There’s a very good, open access article, “Beyond Bar and Line Graphs: Time for a New Data Presentation Paradigm“, making the rounds. Fig. 1 (.tiff) pretty much sums up the key point:
Fig 1. Many different datasets can lead to the same bar graph. The full data may suggest different conclusions from the summary statistics. The means and SEs for the four example datasets shown in Panels B–E are all within 0.5 units of the means and SEs shown in the bar graph (Panel A). p-values were calculated in R (version 3.0.3) using an unpaired t-test, an unpaired t-test with Welch’s correction for unequal variances, or a Wilcoxon rank sum test. In Panel B, the distribution in both groups appears symmetric. Although the data suggest a small difference between groups, there is substantial overlap between groups. In Panel C, the apparent difference between groups is driven by an outlier. Panel D suggests a possible bimodal distribution. Additional data are needed to confirm that the distribution is bimodal and to determine whether this effect is explained by a covariate. In Panel E, the smaller range of values in group two may simply be due to the fact that there are only three observations. Additional data for group two would be needed to determine whether the groups are actually different.
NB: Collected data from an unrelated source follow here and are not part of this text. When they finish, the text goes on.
PR #5323, opened 2019-10-09
build.gradle consistency updates: dependencies

DanVanAtta:
1) Use variables for all version numbers
2) Alpha-sort all dependencies and version variables
3) Use double quotes for all dependencies (notably including project dependencies)

---

Updates dropwizard version from 1.3.14 to 1.3.15

 

## Functional Changes

[] New map or map update
[] New Feature
[] Feature Removal
[x] Code Cleanup or refactor
[] Configuration Change
[] Bug fix:  
[] Other:   

## Testing

[x] No manual testing done
[] Manually tested

### DIFF
--- a/build.gradle
+++ b/build.gradle
@@ -65,14 +65,41 @@ subprojects {
     version = getProductVersion()
 
     ext {
-        dropwizardVersion = '1.3.14'
+        awaitilityVersion = '3.1.6'
+        commonsCliVersion = '1.4'
+        commonsCodecVersion = '1.11'
+        commonsIoVersion = '2.6'
+        commonsMathVersion = '3.6.1'
+        databaseRiderVersion = '1.5.2'
+        dropWizardTestingVersion = '1.3.12'
+        dropwizardVersion = '1.3.15'
+        equalsVerifierVersion = '3.1.4'
+        errorProneVersion = '2.3.3'
+        guavaVersion = "27.0.1-jre"
+        guavaVersion = '27.0.1-jre'
+        hamcrestJsonVersion = '0.2'
+        hamcrestOptionalVersion = '2.0.0'
         hamcrestVersion = '2.0.0.0'
-        jbcryptVersion = '0.4'
-        junitJupiterVersion = '5.4.0'
-        mockitoVersion = '2.24.5'
-        postgresqlVersion = '42.2.5'
-        sonatypeGoodiesPrefsVersion = '2.2.5'
         jakartaMailVersion = '1.6.4'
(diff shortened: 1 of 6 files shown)


build.gradle
```diff
@@ -65,36 +65,60 @@ subprojects {
...
     ext {
-        dropwizardVersion = '1.3.14'
+        awaitilityVersion = '3.1.6'
+        commonsCliVersion = '1.4'
+        commonsCodecVersion = '1.11'
+        commonsIoVersion = '2.6'
+        commonsMathVersion = '3.6.1'
+        databaseRiderVersion = '1.5.2'
+        dropWizardTestingVersion = '1.3.12'
+        dropwizardVersion = '1.3.15'
```
DanVanAtta: Note, dropwizard version updated here from 1.3.14 to 1.3.15

For the most part this is just a refactoring update, there are one or two other places where version numbers were brought inline.

DanVanAtta:
> Hmm, I'm not convinced extracting the version number for all dependencies.

Good consideration, my thoughts:
- having some versions be variables, others not seemed inconsistent
- we've a lot of ceremony to add dependencies, at least having one way to do things, even if elaborate - simplifies. Part of the idea is to reduce the number of decisions and refactoring. For example, if a dep was added to a new sub-project, suddenly you need to create a variable.
- found some issues, some version numbers were not the same, and we had inconsistency with adding the variables. Perhaps notably it was due to the refactoring issue when adding a new dep to a new sub-project.

DanVanAtta:
One more point:

> Use double quotes for all dependencies (notably including project dependencies)

It looks like gradle prefers as a style to use single quotes. If some deps had variables, others not, it was kinda ugly to see a mixture of single quotes and double quotes. It was also annoying to refactor a dep to use double quotes or go back to single quotes depending on if it had a variable. So for example, we add a brand new sub-project that had the same dep as another, then suddenly we need to refactor the other sub-project to have double quotes and a variable, even if it is not being touched. To re-iterate, I also really don't like how we have to 'think' whether to use a variable or not, it's not an important question to have to consider.

DanVanAtta:
Need this merged to avoid resolving conflicts. I'm pretty strong on this:
1. We *failed* to consistently use variables for the common dependencies
2. It is busy work to worry about whether to use variables or not, we should be concerned/worrying about other things and not counting how many sub-projects use a given dependency or worrying if something is shared now vs not, and converting single/double quotes.

In other words, if we don't use variables everywhere, how can we ensure future success where we failed before?

PR #5324, opened 2019-10-09
Remove empty project

RoiEXLab:
Noticed this, and it seems unused...


RoiEXLab:
Oh and btw @DanVanAtta it would be nice if the HTTP server had it's own intelliJ launch configuration

DanVanAtta:
@RoiEXLab naming is not ideal, though launch config is checked in:  https://github.com/triplea-game/triplea/blob/master/.idea/runConfigurations/ServerApplication.xml

DanVanAtta:
@RoiEXLab naming is not ideal, though launch config is checked in:  https://github.com/triplea-game/triplea/blob/master/.idea/runConfigurations/ServerApplication.xml

PR #5325, opened 2019-10-09
Add domain-data subproject

DanVanAtta:
1 commit on top of: https://github.com/triplea-game/triplea/pull/5323

### Overview

    
New sub-project for domain-entities that are heavily shared between multiple, potentially low-level sub-projects. For example, at the DB layer, it makes sense to have API's to accept 'PlayerName', it has become a bit untenable to keep the DB layer to pure primitive java entities. It is also getting very odd that common domain objects are converging to 'http-clients' (where they do not belong).
    
It is a risk we'll add too many or inappropriate domain objects to the new sub-project, we should be judicious about having only true domain and heavily shared objects land in 'domain-data'. Specifically, with multiple sub-domains, a term can very well be defined in multiple sub-domains and have different meanings. If we place such objects in 'domain-data', the multiple means will conflict, this is something to avoid.

 

## Functional Changes

[] New map or map update
[] New Feature
[] Feature Removal
[x] Code Cleanup or refactor
[] Configuration Change
[] Bug fix:  
[] Other:   

## Testing

[x] No manual testing done
[] Manually tested


RoiEXLab:
Oh and someone needs to remove/fix the synk project configurations.
The old project causes the build to fail and I believe new projects won't get picked up either.

DanVanAtta:
Chat is getting closer to ready, it's 3~5 very different sets of changes. There is some need to get things moving. This update is pretty spread out in the number of files affected and was easy to cut individually. I'm not sure if the others will be as easy to carve off and we they may wind up landing as a slow-to-review large PR.

W.r.t to this update, I've been really on the fence about having a domain data subproject. Twice before I created it and decided better against it. I wonder how many objects we'll wind up having in it, and how we can handle conflicts of sub-domains using terminology different. Just notably "Player" in maps means something a bit different compared to a "game player". Game-core and Maps seems to be the biggest sub-domains we have, I think AI is another though it is married pretty well to game-core.

The deciding factor here was the need/desire to use domain objects at the DB layer and http-client shared code layer. Notably for DB I wanted to create a wrapper around API keys to hide that they are hashed before being stored. One of the original idea's for DB layer was to only use primitive types as dependencies, but for such a wrapper that started to seem less ideal.

I think we'll find out how things work when we have new sub-domains / sub-projects carved off from the 'bottom' of the project. Notably things like "map parsing". Within game play there are a number of sub-domains like the core engine, the loading process, the lobby client.

I think at the end of the day, if we find that domain-data is too broad or not going to be useful enough, we can perhaps re-merge domain objects easily enough if we do not change their packages.

PR #5336, opened 2019-10-11
Consolidate TestData to utility classes

DanVanAtta:
- Reduces redundancy
- Extracts data setup from unit tests
- Allows for future data changes to be done in one place

 

## Functional Changes

[] New map or map update
[] New Feature
[] Feature Removal
[x] Code Cleanup or refactor
[] Configuration Change
[] Bug fix:  
[] Other:   

## Testing

[x] No manual testing done
[] Manually tested

### DIFF
--- a/game-core/src/test/java/games/strategy/engine/lobby/client/ui/GamePollerTaskTest.java
+++ b/game-core/src/test/java/games/strategy/engine/lobby/client/ui/GamePollerTaskTest.java
@@ -9,7 +9,6 @@ import static org.mockito.Mockito.verify;
 import static org.mockito.Mockito.when;
 
 import feign.FeignException;
-import java.time.Instant;
 import java.util.Collections;
 import java.util.List;
 import java.util.Map;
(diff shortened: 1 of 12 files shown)


DanVanAtta:
> Hmm, not sure if I like that there are 3 classes with the same name and almost the same content, this might cause some confusion in the future.

How would you envision that confusion manifesting? I'm thinking that given they all serve the same purpose, the scoping of the different objects available will prevent any errors/issues.

RoiEXLab:
I always think of the most common scenario how I navigate through code:
Let's say I create a PR with some refactoring changes and forget fixing the tests. The build fails and in the logs I see the class name with the issue.
I go back to the code, change the data and for some reason the test still fails.
Until I realise that I was simply looking at the wrong class at least 5 minutes will have passed.

I don't think this is an absolute blocker, I'm just saying that this might potentially be a think too look out for

DanVanAtta:
Compilation errors should be highlighted in-file, the path is fully qualified in logs, and searching for a class and seeing multiple results I hope is all enough where it'll never take 5 minutes: 
Screenshot from 2019-10-11 18-23-04

DanVanAtta:
Agree there could be confusion perhaps, but I think it's a bigger problem if the classes served different purposes and weren't standardized in form/purpose. I don't think artificially naming them otherwise at this juncture quite makes sense either.

PR #5334, opened 2019-10-11
Add Chat 'Connected' API and use 'set' for chatters

DanVanAtta:
- Connected API is to provide a callback for chat transmitter
  to update with the current list of players. Previously the
  current list of players was a synchronous-only operation done
  at the time of connection. With websockets that will become
  an async operation necessitating a callback.

- Use 'set' for chatters on Client. Chatters joining chat receive
  a connected message and will receive a join message for their
  own connection. The 'set' prevents the duplicate add between
  the initial player list and the join message.

 

## Functional Changes

[] New map or map update
[] New Feature
[] Feature update or enhancement
[] Feature Removal
[x] Code Cleanup or refactor
[] Configuration Change
[] Bug fix:  
[x] Other:  Add forward looking API  

## Testing

[x] No manual testing done
[] Manually tested

PR #5337, opened 2019-10-11
Wire IP address to api-key-generator

DanVanAtta:
Future looking update to send IP data to Api key generation. Future
updates will store IP address with API-keys. This way when we ban
an IP, we can reference the corresponding API keys and mark them
as invalid.

 

## Functional Changes

[] New map or map update
[] New Feature
[] Feature Removal
[x] Code Cleanup or refactor
[] Configuration Change
[] Bug fix:  
[] Other:   

## Testing

[x] No manual testing done
[] Manually tested

### DIFF
--- a/http-server/src/main/java/org/triplea/server/access/ApiKeyGenerator.java
+++ b/http-server/src/main/java/org/triplea/server/access/ApiKeyGenerator.java
@@ -1,8 +1,10 @@
 package org.triplea.server.access;
 
 import com.google.common.hash.Hashing;
+import java.net.InetAddress;
 import java.nio.charset.StandardCharsets;
 import java.util.UUID;
+import java.util.function.Function;
 import java.util.function.Supplier;
 import javax.annotation.Nonnull;
 import lombok.Builder;
@@ -12,7 +14,7 @@ import org.triplea.lobby.server.db.dao.UserJdbiDao;
 
 // TODO: Project#12 This is copy/pasted from lobby sub-project
 @Builder
-public class ApiKeyGenerator implements Supplier<ApiKey> {
+public class ApiKeyGenerator implements Function<InetAddress, ApiKey> {
 
   @Nonnull private final ApiKeyDao apiKeyDao;
   @Nonnull private final UserJdbiDao userDao;
@@ -39,7 +41,7 @@ public class ApiKeyGenerator implements Supplier<ApiKey> {
   }
 
   @Override
-  public ApiKey get() {
+  public ApiKey apply(final InetAddress inetAddress) {
     final ApiKey key = keyMaker.get();
     apiKeyDao.storeKey(null, key.getValue());
     apiKeyDao.deleteOldKeys();
--- a/lobby/src/main/java/org/triplea/lobby/server/api/key/ApiKeyGeneratorFactory.java
+++ b/lobby/src/main/java/org/triplea/lobby/server/api/key/ApiKeyGeneratorFactory.java
@@ -21,6 +21,7 @@ public final class ApiKeyGeneratorFactory {
             .apiKeyDao(jdbi.onDemand(ApiKeyDao.class))
             .userDao(jdbi.onDemand(UserJdbiDao.class))
             .build();
+    // TODO: Project#12 replace ApiKeyGeneartor with ApiKeyDaoWrapper
     return (name, ip) -> keyGenerator.apply(name);
   }
 }
--- a/lobby/src/main/java/org/triplea/lobby/server/api/key/ApiKeyGeneratorFactory.java
+++ b/lobby/src/main/java/org/triplea/lobby/server/api/key/ApiKeyGeneratorFactory.java
@@ -1,6 +1,7 @@
 package org.triplea.lobby.server.api.key;
 
-import java.util.function.Function;
+import java.net.InetAddress;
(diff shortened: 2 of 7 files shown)


http-server/src/main/java/org/triplea/server/access/ApiKeyGenerator.java
```diff
@@ -39,7 +41,7 @@ private static String randomHash() {
   }
 
   @Override
-  public ApiKey get() {
+  public ApiKey apply(final InetAddress inetAddress) {
```
RoiEXLab: Why is the parameter added here?
Doesn't seem to be used anywhere.

lobby/src/main/java/org/triplea/lobby/server/api/key/ApiKeyGeneratorFactory.java
```diff
@@ -13,11 +14,13 @@
...
-        .userDao(jdbi.onDemand(UserJdbiDao.class))
-        .build();
+  public static BiFunction<PlayerName, InetAddress, ApiKey> newApiKeyGenerator(final Jdbi jdbi) {
+    final ApiKeyGenerator keyGenerator =
+        ApiKeyGenerator.builder()
+            .keyMaker(ApiKeyGenerator.createKeyMaker())
+            .apiKeyDao(jdbi.onDemand(ApiKeyDao.class))
+            .userDao(jdbi.onDemand(UserJdbiDao.class))
+            .build();
+    return (name, ip) -> keyGenerator.apply(name);
```
RoiEXLab: Why is this parameter being added if it's ignored anyways?

http-server/src/main/java/org/triplea/server/access/ApiKeyGenerator.java
DanVanAtta: Nope, it's not. This class will be deleted entirely in short order. The wiring is 'future looking'. It's basically the same as a feature flag, any code behind a feature flag is just as dead as this parameter.

DanVanAtta:
@RoiEXLab if you want to see the future version, check out: https://github.com/triplea-game/triplea/pull/5333/files

That is still a 2k line PR, the next step, all the DB updates, is perhaps 1000 lines of updates. At least avoiding the wiring changes to be included there can let us focus on how the DB queries are updates and not all the plumbing code.

lobby/src/main/java/org/triplea/lobby/server/api/key/ApiKeyGeneratorFactory.java
DanVanAtta: From the overview:

> Future looking update to send IP data to Api key generation. Future
updates will store IP address with API-keys.

DanVanAtta:
It's also better to discuss now if it does not make sense to store IP address in the api-key table compared to realizing all those updates to discuss it then. Horse has already left the barn, but it would at least save the break-up work; Spending multiple days doing nothing but breaking up a large update is not necessarily enjoyable, on the other hand submitting a PR over 500 is unreviewable. It's a joke IMO to think that kind of PR gets the right level of scrutiny. I think it's more important going forward here that we keep in mind whether these are the right changes, if a few lines can be improved here or there really does not matter compared to the overall effort.

DanVanAtta:
@RoiEXLab I feel the line you drew was perhaps arbitrary. Did you notice that in this update: https://github.com/triplea-game/triplea/pull/5334, the new `connected` method is not called anywhere? I'm not sure if that is rightly worse than an unused parameter, but it's arguably the same ballpark. Hence I'm just very surprised you drew a line now on this and not before.

RoiEXLab:
Haven't noticed that bit in the other PR, likely because of the large size.
Anyways, feel free to merge.

DanVanAtta:
Please note the number, #5334 is merged. @RoiEXLab happy to discuss PR strategies if you'd like. I'd agree that this specific update is reaching pretty far to have *something* that is separate and mergable. It's not necessarily easy to land very large updates and keep things reviewable. I think such an update where we have dead/unused code is probably okay so long as:
- we have the code marked where there is more work. In this case I'm missing the TODOs that would note that (I did not add those in to avoid merge conflicts, it's laziness on my part so no real excuse)
- the submitter is sure they are going to have the capacity to follow up and complete the TODOs in short order. Having 'dangling' work like this living for a long time would be bad.

I think we can all recall some of the initial clean-ups of TripleA that we did where there were relatively massive and incomplete features that were merged.

http-server/src/main/java/org/triplea/server/access/ApiKeyGenerator.java
DanVanAtta: The class is marked with:
```
// TODO: Project#12 This is copy/pasted from lobby sub-project
```
I'm skipping adding a new TODO here as the whole class will be deleted in future iterations.

The other location that was of question, I added a TODO to mark that we will use the unused parameter in future iterations.

lobby/src/main/java/org/triplea/lobby/server/api/key/ApiKeyGeneratorFactory.java
DanVanAtta: Added a TODO here to note that this will be updated.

Mad Biologist here. Three things to note. First, the method used to determine significance can fundamentally change whether or not the result is ‘reportable’ (i.e., p < 0.05). Second, by using a bar graph, we potential miss some interesting biology, as shown by panel D; there, it's quite possible the pattern is affected by an underlying variable (which is why there are two distinct clusters for each column).
But a third point is, to me, critical: when you present the number of observations in the figure, you are much more credulous about the true, biological significance of the result. I believe scientists would be less likely to make public claims about the strength of their work if the actual strength of many papers–the sample size and distribution of the data–were easy to access. As importantly, science communicators, especially journalists, would find it easier to determine if the claims of the paper–or the university press release–were backed by a lot of data.
It’s worth noting that the above figure is a hypothetical example. You might be asking if sample sizes like those shown in the graph are representative or straw men. Well, in a supplemental figure (boo! hiss!), the authors describe what they found in looking at three months worth of tables in the top quarter of physiology journals. In three-quarters of all papers, the maximum sample size–the largest group of points in a single column in the above figure–was fifteen; half of all papers had ten or fewer data points. In three-quarters of all papers, the minimum sample size–the fewest group of points in a single column in the above figure–was six; half of all papers had four or fewer data points.
In fairness, many experiments are expensive, and many labs aren’t set up to do high throughput science, especially on a typical R01 budget, so I don’t think there’s ill intent. But these realities should emphasize the importance of providing truly informative figures.
Cited article: Weissgerber TL, Milic NM, Winham SJ, Garovic VD. Beyond Bar and Line Graphs: Time for a New Data Presentation Paradigm. PLoS Biol. 2015 Apr 22;13(4):e1002128. doi: 10.1371/journal.pbio.1002128.